**Information**.
PR #4650, opened 2022-09-01
[NTOSKRNL] Implement PeakCommitment (MmPeakCommitment, MmTotalCommittedPages)

KRosUser:
## Purpose

PeakComitment is currently not implemented, forced to 0
image

Proposal to implement it 
image


HBelusca:
Can you show Windows tasmkgr's switch-to in the very same kind of setup (more than one task selected)?

KRosUser:
> Can you show Windows tasmkgr's switch-to in the very same kind of setup (more than one task selected)?

Yes, it follow the principle of the proposal :
image

KRosUser:
UI aspects carved out to [PR](https://github.com/reactos/reactos/pull/4652)

ntoskrnl/mm/balance.c
```diff
@@ -81,6 +93,7 @@ MmReleasePageMemoryConsumer(ULONG Consumer, PFN_NUMBER Page)
     }
 
     (void)InterlockedDecrementUL(&MiMemoryConsumers[Consumer].PagesUsed);
+    UpdatePeakCommitment();
```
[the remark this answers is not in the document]
KRosUser: I don't think so. Fixed !

ntoskrnl/mm/balance.c
```diff
@@ -39,6 +39,16 @@ static LONG PageOutThreadActive;
 
 /* FUNCTIONS ****************************************************************/
 
+static inline VOID UpdatePeakCommitment(VOID)
+{
+    // HACK: MmTotalCommittedPages should be adjusted consistently with
+    // other counters at different places.
+    MmTotalCommittedPages = MiMemoryConsumers[MC_SYSTEM].PagesUsed + MiMemoryConsumers[MC_USER].PagesUsed + MiUsedSwapPages;
```
SergeGautherie, line 46: Why no update call after `MiUsedSwapPages` increase?

KRosUser:
> Can you show what Windows TaskMgr shows at the same time?

Same data :
image

ntoskrnl/mm/balance.c
KRosUser: Good point. Fixed

KRosUser:
@HBelusca : I see you still have the "change requested" flag. Did I miss something ?

ntoskrnl/mm/balance.c
```diff
@@ -39,6 +39,16 @@ static LONG PageOutThreadActive;
 
 /* FUNCTIONS ****************************************************************/
 
+static inline VOID UpdatePeakCommitment(VOID)
+{
+    // HACK: MmTotalCommittedPages should be adjusted consistently with
+    // other counters at different places.
```
SergeGautherie, line 45: Is this comment still relevant? If yes, which other counters/places would you have in mind, for example?

KRosUser: Was added by @HBelusca . @HBelusca : What's your view on this comment now ?

ntoskrnl/mm/balance.c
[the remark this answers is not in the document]
KRosUser: Right

ntoskrnl/mm/balance.c
```diff
@@ -50,6 +60,8 @@ MmInitializeBalancer(ULONG NrAvailablePages, ULONG NrSystemPages)
     MiMinimumAvailablePages = 256;
     MiMinimumPagesPerRun = 256;
     MiMemoryConsumers[MC_USER].PagesTarget = NrAvailablePages / 2;
+    MmPeakCommitment = 0;
+    UpdatePeakCommitment();
```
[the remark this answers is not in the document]
KRosUser: Because i didn't knew globals were implicitely initialized at 0x0

ntoskrnl/mm/balance.c
```diff
@@ -50,6 +60,8 @@ MmInitializeBalancer(ULONG NrAvailablePages, ULONG NrSystemPages)
     MiMinimumAvailablePages = 256;
     MiMinimumPagesPerRun = 256;
     MiMemoryConsumers[MC_USER].PagesTarget = NrAvailablePages / 2;
+    MmPeakCommitment = 0;
```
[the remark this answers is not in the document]
KRosUser: I didn't knew. fixed.

ntoskrnl/mm/balance.c
HBelusca: My view: Since we are not experts in Mm, and this PR isn't an actual serious attempt at getting all the Mm counters consistently implemented, the purpose of this comment is to tell any future Mm-knowledgeable dev to double-check and possibly fix where MmTotalCommittedPages (and the rest) needs to be updated.

HBelusca:
Asking review to @ThFabba @tkreuzer @zefklop regarding the correctness of where the MmTotal...Pages counter needs to be modified in order to fairly represent the current total number of pages allocated.

ntoskrnl/mm/balance.c
KRosUser: OK so let's keep this comment anyway

KRosUser:
> Asking review to @ThFabba @tkreuzer @zefklop regarding the correctness of where the MmTotal...Pages counter needs to be modified in order to fairly represent the current total number of pages allocated.

Yes, keeping in mind that this  PR isn't an actual serious attempt at getting all the Mm counters consistently implemented,

ntoskrnl/ex/sysinfo.c
```diff
@@ -718,17 +718,15 @@ QSI_DEF(SystemPerformanceInformation)
      *   Add up all the used "Committed" memory + pagefile.
      *   Not sure this is right. 8^\
      */
-    Spi->CommittedPages = MiMemoryConsumers[MC_SYSTEM].PagesUsed +
-                          MiMemoryConsumers[MC_USER].PagesUsed +
-                          MiUsedSwapPages;
+    Spi->CommittedPages = MmTotalCommittedPages;
```
SergeGautherie, line 721: Calculation is moved, so should its related comment.

ntoskrnl/mm/balance.c
```diff
@@ -39,6 +39,18 @@ static LONG PageOutThreadActive;
 
 /* FUNCTIONS ****************************************************************/
 
+static inline VOID UpdatePeakCommitment(VOID)
```
SergeGautherie, line 42:
```suggestion
static inline VOID UpdateTotalCommittedPages(VOID)
```
PeakCommitment is a consequence here.

ntoskrnl/mm/balance.c
```diff
@@ -39,6 +39,18 @@ static LONG PageOutThreadActive;
...
+{
+    // HACK: MmTotalCommittedPages should be adjusted consistently with
+    // other counters at different places.
+    MmTotalCommittedPages = MiMemoryConsumers[MC_SYSTEM].PagesUsed +
+                          MiMemoryConsumers[MC_USER].PagesUsed +
+                          MiUsedSwapPages;
```
SergeGautherie, line 48:
```suggestion
    MmTotalCommittedPages = MiMemoryConsumers[MC_SYSTEM].PagesUsed +
                            MiMemoryConsumers[MC_USER].PagesUsed +
                            MiUsedSwapPages;
```

ntoskrnl/mm/pagefile.c
```diff
@@ -89,6 +89,16 @@ static BOOLEAN MmSystemPageFileLocated = FALSE;
 
 /* FUNCTIONS *****************************************************************/
 
+static inline VOID UpdatePeakCommitment(VOID)
+{
+    // HACK: MmTotalCommittedPages should be adjusted consistently with
+    // other counters at different places.
+    MmTotalCommittedPages = MiMemoryConsumers[MC_SYSTEM].PagesUsed + MiMemoryConsumers[MC_USER].PagesUsed + MiUsedSwapPages;
```
SergeGautherie, line 96: Since you duplicate the function, keep it in sync!

ThFabba: Don't duplicate it, please. You can put a `static inline` function in a header file if needed.

ntoskrnl/mm/balance.c
```diff
@@ -39,6 +39,18 @@ static LONG PageOutThreadActive;
 
 /* FUNCTIONS ****************************************************************/
 
+static inline VOID UpdatePeakCommitment(VOID)
+{
+    // HACK: MmTotalCommittedPages should be adjusted consistently with
+    // other counters at different places.
+    MmTotalCommittedPages = MiMemoryConsumers[MC_SYSTEM].PagesUsed +
```
ThFabba, line 46: Does the caller of this function guarantee that some kind of global lock is held? If yes, please document that (or assert in code that the lock is held if possible, as well as use SAL to annotate the function).
If there's no lock, this should likely be an `InterlockedCompareExchange` loop. Depending on how critical the accuracy of this value is (is it used to enforce memory limits or only for returning information to user mode callers?), the loop might have to repeat until it observes that none of the three source values have changed during the calculation.

ThFabba:
> Asking review to @ThFabba @tkreuzer @zefklop regarding the correctness of where the MmTotal...Pages counter needs to be modified in order to fairly represent the current total number of pages allocated.

I don't know about Windows comaptibility -- but given the three source values we currently calculate it from, updating it in the locations where those values change, as seems to be done here, makes sense to me.

ntoskrnl/mm/balance.c
```diff
@@ -284,6 +296,7 @@ MmRequestPageMemoryConsumer(ULONG Consumer, BOOLEAN CanWait,
 
     /* Update the target */
     InterlockedIncrementUL(&MiMemoryConsumers[Consumer].PagesUsed);
+    UpdatePeakCommitment();
```
ThFabba, line 299: Actually, I think we're missing a matching update in `MmReleasePageMemoryConsumer` where this gets decremented again.

ntoskrnl/mm/pagefile.c
```diff
@@ -330,7 +340,7 @@ MmAllocSwapPage(VOID)
             MiUsedSwapPages++;
             MiFreeSwapPages--;
             KeReleaseGuardedMutex(&MmPageFileCreationLock);
-
+            UpdatePeakCommitment();
```
ThFabba, line 343: `MmFreeSwapPage` should also call this, to keep the `Total` value accurate

ntoskrnl/mm/balance.c
ThFabba: Actually, given how the `PagesUsed` and `MiUsedSwapPages` counters are updated, perhaps this function should just take a parameter to indicate increment/decrement, and do an `InterlockedIncrement` or `InterlockedDecrement` on the Total value. Much simpler than turning this into a loop or adding a lock.

ntoskrnl/mm/balance.c
```diff
@@ -39,6 +39,18 @@ static LONG PageOutThreadActive;
...
+static inline VOID UpdatePeakCommitment(VOID)
+{
+    // HACK: MmTotalCommittedPages should be adjusted consistently with
+    // other counters at different places.
+    MmTotalCommittedPages = MiMemoryConsumers[MC_SYSTEM].PagesUsed +
+                          MiMemoryConsumers[MC_USER].PagesUsed +
+                          MiUsedSwapPages;
+
+    if (MmTotalCommittedPages > MmPeakCommitment)
+        MmPeakCommitment = MmTotalCommittedPages;
```
ThFabba, line 51: Related to the locking question above... atomically updating a maximum value looks something like this:
```
SIZE_T TotalCommittedPages = ...; // obtain this value atomically above instead of re-reading from memory
SIZE_T PeakCommitment = MmPeakCommitment;
while (TotalCommittedPages > PeakCommitment &&
       InterlockedCompareExchangeSizeT(&MmPeakCommitment, TotalCommittedPages, PeakCommitment) != PeakCommitment)
{
    PeakCommitment = MmPeakCommitment;
}
```

ntoskrnl/ex/sysinfo.c
KRosUser: Yes

ntoskrnl/mm/balance.c
KRosUser: ok

ntoskrnl/mm/balance.c
KRosUser: yes

ntoskrnl/mm/pagefile.c
KRosUser: yes

ntoskrnl/mm/pagefile.c
KRosUser: I used it once now with a ` static inline` declaration in a new mm.h but now it no longer compiles due to : 

```
In file included from ../ntoskrnl/mm/balance.c:18:
../ntoskrnl/mm/mm.h:2:20: error: 'UpdateTotalCommittedPages' used but never defined [-Werror]
 static inline VOID UpdateTotalCommittedPages(VOID);
                    ^~~~~~~~~~~~~~~~~~~~~~~~~
cc1.exe: all warnings being treated as errors
```

Could you help me please ?

katahiromz: inline function `UpdateTotalCommittedPages` needs its definition. Where is the contents?

ntoskrnl/mm/balance.c
KRosUser: the "lock" discussion goes beyond my understanding of this module.
The current criticity is very low (display of "peak" data in TaskMgr), so i'd propose to go on with this "first simple" implementation and let another more experienced dev continue with another PR to make it safer and reader for more critical use case, if any. Would it make sense to you @ThFabba & @HBelusca ? Otherwise, i'd need more explicit contributions from you to this PR on this specific item :-)

ntoskrnl/mm/balance.c
KRosUser: See previous comment / question regarding lock

ntoskrnl/mm/pagefile.c
KRosUser: defined in mm.h and implemented in balance.c

KRosUser: (sorry i'm not familiar with `static inline`)

KRosUser: Done

ntoskrnl/mm/mm.h
```diff
@@ -0,0 +1,2 @@
+#pragma once
+static inline VOID UpdateTotalCommittedPages(VOID);
```
HBelusca, line 2: Why creating this file, instead of using the existing `ntoskrnl/include/internal/mm.h` ?
Also, it's in that .h that the implementation of the inline UpdateTotalCommittedPages() function must be placed.

ntoskrnl/mm/pagefile.c
```diff
@@ -31,6 +31,7 @@
 #include <ntoskrnl.h>
 #define NDEBUG
 #include <debug.h>
+#include "mm.h"
```
HBelusca, line 34:
```suggestion
```

ntoskrnl/mm/balance.c
```diff
@@ -15,8 +15,7 @@
 #include <debug.h>
 
 #include "ARM3/miarm.h"
-
-
+#include "mm.h"
```
HBelusca, line 18: Please revert this change as well.

ntoskrnl/mm/balance.c
```diff
@@ -39,6 +38,23 @@ static LONG PageOutThreadActive;
 
 /* FUNCTIONS ****************************************************************/
 
+static inline VOID UpdateTotalCommittedPages(VOID)
+{
+    /*
+     *   Add up all the used "Committed" memory + pagefile.
+     *   Not sure this is right. 8^\
+     *   MmTotalCommittedPages should be adjusted consistently with
+    *    other counters at different places.
```
HBelusca, line 47:
```suggestion
     * Add up all the used "Committed" memory + pagefile.
     * Not sure this is right. 8^\
     * MmTotalCommittedPages should be adjusted consistently with
     * other counters at different places.
```

ntoskrnl/mm/balance.c
```diff
@@ -39,6 +38,23 @@ static LONG PageOutThreadActive;
 
 /* FUNCTIONS ****************************************************************/
 
+static inline VOID UpdateTotalCommittedPages(VOID)
```
HBelusca, line 41: That inline function should be moved into the mm.h (and the "static" be removed).

ntoskrnl/mm/mm.h
KRosUser: ok

ntoskrnl/mm/pagefile.c
KRosUser: ok

ntoskrnl/mm/balance.c
KRosUser: ok

ntoskrnl/mm/balance.c
KRosUser: ok

ntoskrnl/mm/pagefile.c
```diff
@@ -31,6 +31,7 @@
 #include <ntoskrnl.h>
 #define NDEBUG
 #include <debug.h>
+#include "../include/internal/mm.h"
```
HBelusca, line 34: This header should already be automatically included, so this line should be not needed.

ntoskrnl/mm/balance.c
```diff
@@ -15,8 +15,7 @@
 #include <debug.h>
 
 #include "ARM3/miarm.h"
-
-
+#include "../include/internal/mm.h"
```
HBelusca, line 18: Ditto.

KRosUser: Done

ntoskrnl/mm/pagefile.c
KRosUser: Done

ntoskrnl/mm/balance.c
ThFabba: You can just use my second suggestion, it's much simpler. Something like this should do the trick -- and then you call it with either +1 or -1 depending on whether the calling code just increased or decreased the commitment.
```
inline VOID UpdateTotalCommittedPages(LONG Increase)
{
    SIZE_T TotalCommittedPages = InterlockedExchangeAddSizeT(&MmTotalCommittedPages, Increase) + Increase;

    SIZE_T PeakCommitment = MmPeakCommitment;
    while (TotalCommittedPages > PeakCommitment &&
           InterlockedCompareExchangeSizeT(&MmPeakCommitment, TotalCommittedPages, PeakCommitment) != PeakCommitment)
    {
        PeakCommitment = MmPeakCommitment;
    }
}
```

ntoskrnl/mm/balance.c
```diff
@@ -15,8 +15,6 @@
 #include <debug.h>
 
 #include "ARM3/miarm.h"
```
HBelusca, line 17: Restoring original newlines
```suggestion
#include "ARM3/miarm.h"


```

HBelusca (commented):
Missing: the lock-free considerations from Thomas :thinking:

zefklop (approved):
I'd say it's good enough for now. There are other places where we should update those values, but that would be for later.

KRosUser:
> I'd say it's good enough for now.

You mean no need for the lock stuff ? @HBelusca ?

zefklop:
> 

Oh I didn't see this part of the conversation. Reading.

ntoskrnl/mm/balance.c
zefklop: Yes, please use @ThFabba suggestion. At first I thought this was done under PFN lock, but that's obviously not the case.

KRosUser:
> > 
> 
> Oh I didn't see this part of the conversation. Reading.

OK

ntoskrnl/mm/pagefile.c
```diff
@@ -329,8 +330,9 @@ MmAllocSwapPage(VOID)
             }
             MiUsedSwapPages++;
             MiFreeSwapPages--;
-            KeReleaseGuardedMutex(&MmPageFileCreationLock);
+            UpdateTotalCommittedPages();
```
ThFabba, line 333: These two calls were good outside of the lock, like you had them before. That is, assuming we're making the updates interlocked.

ntoskrnl/mm/balance.c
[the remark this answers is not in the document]
SergeGautherie: My bad for leading you to remove this call, as we want to recalculate the total nonetheless, as Thomas pointed out.

ntoskrnl/mm/balance.c
SergeGautherie: > LONG Increase

Good point. To further optimize, we could have 2 functions, as decrease never updates peak.

HBelusca: That's a pointless optimization. Just doing `if (Increase < 0) return;` before the while() loop should be sufficient.

SergeGautherie: My suggestion is to reduce compiled code size and increase execution speed. (And I find it more explicit / simpler.)
As always, do it as you prefer..

HBelusca: > to reduce compiled code size and increase execution speed

So we understand you actually did all those verifications before proposing your suggestions?

ntoskrnl/mm/balance.c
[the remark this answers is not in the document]
KRosUser: No problem, I put it back since then.

ntoskrnl/mm/balance.c
KRosUser: Implementation done. I'm testing and i'll commit after if works fine.

KRosUser:
"Locked" implementation as proposed by @ThFabba has been implemented with the optimization suggested by @HBelusca 
Tested and ready to go !

ntoskrnl/include/internal/mm.h
```diff
@@ -866,6 +866,36 @@ NTAPI
 MmDeleteKernelStack(PVOID Stack,
                     BOOLEAN GuiStack);
 
+/* balance.c / pagefile.c******************************************************/
+
+inline VOID UpdateTotalCommittedPages(LONG Increase)
```
zefklop, line 871: Can you call that `Delta` or similar please ? Negative increase  is not an increase anymore 🙂

ntoskrnl/include/internal/mm.h
```diff
@@ -866,6 +866,36 @@ NTAPI
...
+                            MiUsedSwapPages;
+     
+     */
+    
+    /* Update Commitment */
+    SIZE_T TotalCommittedPages = InterlockedExchangeAddSizeT(&MmTotalCommittedPages, Increase) + Increase;
+
+    SIZE_T PeakCommitment = MmPeakCommitment;
+    
+    if (Increase < 0) return; //if we decrement, we exit here to optimize processing (peak not impacted)
```
zefklop, line 889: If that's a nagative, yout guaranteed not to enter the while loop below.

KRosUser: Done

ntoskrnl/include/internal/mm.h
KRosUser: Done

ntoskrnl/mm/pagefile.c
KRosUser: Done

zefklop (approved):
Approving again. Looks better now.

ntoskrnl/include/internal/mm.h
```diff
@@ -866,6 +866,34 @@ NTAPI
...
+    SIZE_T TotalCommittedPages = InterlockedExchangeAddSizeT(&MmTotalCommittedPages, Delta) + Delta;
+
+    SIZE_T PeakCommitment = MmPeakCommitment;
+
+    /* Update Peak */
+    while (TotalCommittedPages > PeakCommitment &&
+           InterlockedCompareExchangeSizeT(&MmPeakCommitment, TotalCommittedPages, PeakCommitment) != PeakCommitment)
+    {
+        PeakCommitment = MmPeakCommitment;
+    }
```
HBelusca, line 894: Side remark: an explanation of this pattern can be found e.g. at
https://devblogs.microsoft.com/oldnewthing/20040915-00/?p=37863

ntoskrnl/include/internal/mm.h
```diff
@@ -866,6 +866,34 @@ NTAPI
...
+     * MmTotalCommittedPages should be adjusted consistently with
+     * other counters at different places.
+         MmTotalCommittedPages = MiMemoryConsumers[MC_SYSTEM].PagesUsed +
+                            MiMemoryConsumers[MC_USER].PagesUsed +
+                            MiUsedSwapPages;
+     
+     */
+    
+    /* Update Commitment */
+    SIZE_T TotalCommittedPages = InterlockedExchangeAddSizeT(&MmTotalCommittedPages, Delta) + Delta;
```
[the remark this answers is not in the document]
ThFabba: `InterlockedExchangeAdd` returns the "old" value. We want the new value, which is larger by `Delta`

ntoskrnl/include/internal/mm.h
ThFabba: Thanks, I was struggling to come up with a better name haha

ntoskrnl/mm/pagefile.c
```diff
@@ -329,8 +330,9 @@ MmAllocSwapPage(VOID)
             }
             MiUsedSwapPages++;
             MiFreeSwapPages--;
-            KeReleaseGuardedMutex(&MmPageFileCreationLock);
+            UpdateTotalCommittedPages(1);
```
ThFabba, line 333: As I think I said somewhere before, this can be called outside of the page file creation lock. But NBD either way.

ThFabba (approved):

ntoskrnl/include/internal/mm.h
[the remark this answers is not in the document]
HBelusca: Aha good point :+1:

ntoskrnl/mm/pagefile.c
KRosUser: Would you like me to swap both lines or is it ok for approval?

ntoskrnl/include/internal/mm.h
KRosUser: Do you want me to add this as comment in code ?

ntoskrnl/mm/pagefile.c
HBelusca: I'm personally fine with updating all counters at once (instead of having some counters with the lock held, then the other counter(s) with the lock unheld).

KRosUser: So I keep it as is since it's ok for @ThFabba too.

I let you answer on the comment and we're done !

ntoskrnl/include/internal/mm.h
HBelusca: No, it was just for your (and possible other readers) personal knowledge.

KRosUser: Ok, thanks!

HBelusca (approved):

ntoskrnl/mm/balance.c
SergeGautherie: > you actually did all those verifications

No, I simply assume that less parameters/variables/code in C results in less binary code.

ThFabba: Are you forgetting that you'd also be duplicating the function prologue/epilogue, alignment and the InterlockedExchangeAdd? It's not at all obvious that it would result in smaller code size - and it definitely wouldn't result in less C code, so I'm not sure how you get to this conclusion.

**Aim of the exercise**. Set down exactly the lines from the start of the records to the line with "SergeGautherie, line 45: Is". Include that line, and add nothing more.

**Solved problem**.
PR #4650, opened 2022-09-01
[NTOSKRNL] Implement PeakCommitment (MmPeakCommitment, MmTotalCommittedPages)

KRosUser:
## Purpose

PeakComitment is currently not implemented, forced to 0
image

Proposal to implement it 
image


HBelusca:
Can you show Windows tasmkgr's switch-to in the very same kind of setup (more than one task selected)?

KRosUser:
> Can you show Windows tasmkgr's switch-to in the very same kind of setup (more than one task selected)?

Yes, it follow the principle of the proposal :
image

KRosUser:
UI aspects carved out to [PR](https://github.com/reactos/reactos/pull/4652)

ntoskrnl/mm/balance.c
```diff
@@ -81,6 +93,7 @@ MmReleasePageMemoryConsumer(ULONG Consumer, PFN_NUMBER Page)
     }
 
     (void)InterlockedDecrementUL(&MiMemoryConsumers[Consumer].PagesUsed);
+    UpdatePeakCommitment();
```
[the remark this answers is not in the document]
KRosUser: I don't think so. Fixed !

ntoskrnl/mm/balance.c
```diff
@@ -39,6 +39,16 @@ static LONG PageOutThreadActive;
 
 /* FUNCTIONS ****************************************************************/
 
+static inline VOID UpdatePeakCommitment(VOID)
+{
+    // HACK: MmTotalCommittedPages should be adjusted consistently with
+    // other counters at different places.
+    MmTotalCommittedPages = MiMemoryConsumers[MC_SYSTEM].PagesUsed + MiMemoryConsumers[MC_USER].PagesUsed + MiUsedSwapPages;
```
SergeGautherie, line 46: Why no update call after `MiUsedSwapPages` increase?

KRosUser:
> Can you show what Windows TaskMgr shows at the same time?

Same data :
image

ntoskrnl/mm/balance.c
KRosUser: Good point. Fixed

KRosUser:
@HBelusca : I see you still have the "change requested" flag. Did I miss something ?

ntoskrnl/mm/balance.c
```diff
@@ -39,6 +39,16 @@ static LONG PageOutThreadActive;
 
 /* FUNCTIONS ****************************************************************/
 
+static inline VOID UpdatePeakCommitment(VOID)
+{
+    // HACK: MmTotalCommittedPages should be adjusted consistently with
+    // other counters at different places.
```
SergeGautherie, line 45: Is this comment still relevant? If yes, which other counters/places would you have in mind, for example?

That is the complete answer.